== Exercise prompt ==
Every single entry must be restated word for word.

== Data records ==

PR #2909, opened 2024-06-03
[chore] Always log git repositories being scanned

mcastorina:
### Description:
Always logs the git repositories that are being scanned for users to see.

### Checklist:

### DIFF
--- a/pkg/sources/git/git.go
+++ b/pkg/sources/git/git.go
@@ -550,7 +550,7 @@ func (s *Git) ScanCommits(ctx context.Context, repo *git.Repository, path string
 
 	gitDir := filepath.Join(path, gitDirName)
 
-	logger.V(1).Info("scanning repo", logValues...)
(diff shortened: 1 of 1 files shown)


pkg/sources/git/git.go
```diff
@@ -550,7 +550,7 @@ func (s *Git) ScanCommits(ctx context.Context, repo *git.Repository, path string
 
 	gitDir := filepath.Join(path, gitDirName)
 
-	logger.V(1).Info("scanning repo", logValues...)
+	logger.Info("scanning repo", logValues...)
```
ahrav, line 553: question: Would it be worth distinguishing this log from the one below, or do we not really care?

ahrav (approved):

pkg/sources/git/git.go
mcastorina: I'm not really sure what the difference is so I'm going to leave it as is.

== Expected answer ==
PR #2909, opened 2024-06-03
[chore] Always log git repositories being scanned

mcastorina:
### Description:
Always logs the git repositories that are being scanned for users to see.

### Checklist:

### DIFF
--- a/pkg/sources/git/git.go
+++ b/pkg/sources/git/git.go
@@ -550,7 +550,7 @@ func (s *Git) ScanCommits(ctx context.Context, repo *git.Repository, path string
 
 	gitDir := filepath.Join(path, gitDirName)
 
-	logger.V(1).Info("scanning repo", logValues...)
(diff shortened: 1 of 1 files shown)


pkg/sources/git/git.go
```diff
@@ -550,7 +550,7 @@ func (s *Git) ScanCommits(ctx context.Context, repo *git.Repository, path string
 
 	gitDir := filepath.Join(path, gitDirName)
 
-	logger.V(1).Info("scanning repo", logValues...)
+	logger.Info("scanning repo", logValues...)
```
ahrav, line 553: question: Would it be worth distinguishing this log from the one below, or do we not really care?

ahrav (approved):

pkg/sources/git/git.go
mcastorina: I'm not really sure what the difference is so I'm going to leave it as is.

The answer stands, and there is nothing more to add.